== Material for this task ==
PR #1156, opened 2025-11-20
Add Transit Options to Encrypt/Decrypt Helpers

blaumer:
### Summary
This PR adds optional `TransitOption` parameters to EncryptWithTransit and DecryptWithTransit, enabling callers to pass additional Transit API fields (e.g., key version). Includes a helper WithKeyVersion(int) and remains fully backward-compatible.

== What you should do ==
Retype the material above, character for character.

== Solution ==
PR #1156, opened 2025-11-20
Add Transit Options to Encrypt/Decrypt Helpers

blaumer:
### Summary
This PR adds optional `TransitOption` parameters to EncryptWithTransit and DecryptWithTransit, enabling callers to pass additional Transit API fields (e.g., key version). Includes a helper WithKeyVersion(int) and remains fully backward-compatible.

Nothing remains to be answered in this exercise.